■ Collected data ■
————
PR #1895, opened 2024-06-19
 Show that under some circumstances, two precomposition functors that together are an adjoint equivalence, are also themselves adjoint equivalences

arnoudvanderleer:


benediktahrens (approved):
This code looks good. Should it be in package `CategoryTheory` instead of `AlgebraicTheories`?

arnoudvanderleer:
> This code looks good. Should it be in package `CategoryTheory` instead of `AlgebraicTheories`?

Thanks. And yes, I suppose so. Just in the root directory, or maybe in Equivalences?

benediktahrens:
> > This code looks good. Should it be in package `CategoryTheory` instead of `AlgebraicTheories`?
> 
> Thanks. And yes, I suppose so. Just in the root directory, or maybe in Equivalences?

@nmvdw ?

nmvdw:
> > This code looks good. Should it be in package `CategoryTheory` instead of `AlgebraicTheories`?
> 
> Thanks. And yes, I suppose so. Just in the root directory, or maybe in Equivalences?

In Equivalences it would fit quite well, right? Throwing everything in the root directory makes the root directory messy

PR #1899, opened 2024-06-28
Formalize the construction of a one-object category from a monoid

arnoudvanderleer:


arnoudvanderleer:
In the process, I removed a lemma from setcategories that did not depend on the category being a setcategory, and was very similar to `path_functor_mor_alt`. However, it seems that this causes `GrothendieckConstruction/IsPullback.v` to hang at line 373.

nmvdw:
> However, it seems that this causes `GrothendieckConstruction/IsPullback.v` to hang at line 373.

That might have been the reason for the lemma

nmvdw:
> > That might have been the reason for the lemma
> 
> Do you have a hypothesis why switching from a lemma about setcategories to a lemma about categories causes a proof to hang for a very long time?

Actually, I just looked at it more closely. I don't think the lemma should be removed. While they are similar, they work at different sides of the path. If we have `F = G`, one expresses `#F f` via `G` and the other in the other way around. If one uses the other one, then one has to add an inverse. This probably breaks the proof in the hanging file, because there some rewritiing is used where the concrete path is used. 

Hence, I suggest to not delete the lemma.

rmatthes:
@arnoudvanderleer What is the purpose of the new file Test.v at the root of the UniMath library? I guess you did not want to commit it here.

rmatthes:
The title of the PR hints to this being the one-dimensional version of the relation between one-object bicategories and monoidal categories. See https://github.com/UniMath/UniMath/blob/master/UniMath/Bicategories/Core/Examples/BicategoryFromMonoidal.v, https://github.com/UniMath/UniMath/blob/master/UniMath/Bicategories/Core/Examples/BicategoryFromWhiskeredMonoidal.v, https://github.com/UniMath/UniMath/blob/master/UniMath/Bicategories/MonoidalCategories/MonoidalFromBicategory.v, and https://github.com/UniMath/UniMath/blob/master/UniMath/Bicategories/MonoidalCategories/WhiskeredMonoidalFromBicategory.v.

arnoudvanderleer:
> > However, it seems that this causes `GrothendieckConstruction/IsPullback.v` to hang at line 373.
> 
> That might have been the reason for the lemma

In hindsight, it seems that this Qed is also very slow on the master branch. When I tested it (n = 1), it seemed that my code even speeds up this part.

arnoudvanderleer:
> Hence, I suggest to not delete the lemma.

I moved it to `Functors.v`, because I fits better in there

arnoudvanderleer:
> @arnoudvanderleer What is the purpose of the new file Test.v at the root of the UniMath library? I guess you did not want to commit it here.

Ah, my bad. This was just an attempt to make Duuk's code work, and it is unrelated to this PR indeed. I removed it now.

arnoudvanderleer:
> The title of the PR hints to this being the one-dimensional version of the relation between one-object bicategories and monoidal categories. See https://github.com/UniMath/UniMath/blob/master/UniMath/Bicategories/Core/Examples/BicategoryFromMonoidal.v, https://github.com/UniMath/UniMath/blob/master/UniMath/Bicategories/Core/Examples/BicategoryFromWhiskeredMonoidal.v, https://github.com/UniMath/UniMath/blob/master/UniMath/Bicategories/MonoidalCategories/MonoidalFromBicategory.v, and https://github.com/UniMath/UniMath/blob/master/UniMath/Bicategories/MonoidalCategories/WhiskeredMonoidalFromBicategory.v.

Ah, I didn't know that that existed, but indeed. It is the one-dimensional version of this. Did you mention this because you think this relation should be documented somewhere?

rmatthes:
I think you do more for this special case. This could therefore warrant a comment with link.

UniMath/AlgebraicTheories/FundamentalTheorem/CommonUtilities/MonoidToCategory.v
```diff
@@ -0,0 +1,313 @@
...
+
+  If we have a monoid, we can construct a one-object category from it. This is the one-dimensional
+  version of what happens in `Bicategories/MonoidalCategories/MonoidalFromBicategory.v`. In fact,
+  this gives a fully faithful functor from monoids to setcategories. Presheaves on such a one-object
+  category are equivalent to sets with a right monoid action.
+
+  Contents
+  1. The functor from monoids to categories [monoid_to_category]
+  1.2. Fully faithful [monoid_to_category_fully_faithful]
+  2. The equivalence between presheaves and monoid actions [monoid_presheaf_action_equivalence]
```
benediktahrens, line 13: How about moving this file into the package `CategoryTheory`? It might be easier to find there.

benediktahrens (approved):
LGTM (modulo moving a file?)

UniMath/AlgebraicTheories/FundamentalTheorem/CommonUtilities/MonoidToCategory.v
arnoudvanderleer: That is a good idea. Will do! Just in the main directory, or maybe `Categories`?

arnoudvanderleer: @nmvdw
————
Only the lines from the one containing "arnoudvanderleer: That is" through the final line of the records above should be printed, exactly as they stand.

■ Your response ■
arnoudvanderleer: That is a good idea. Will do! Just in the main directory, or maybe `Categories`?

arnoudvanderleer: @nmvdw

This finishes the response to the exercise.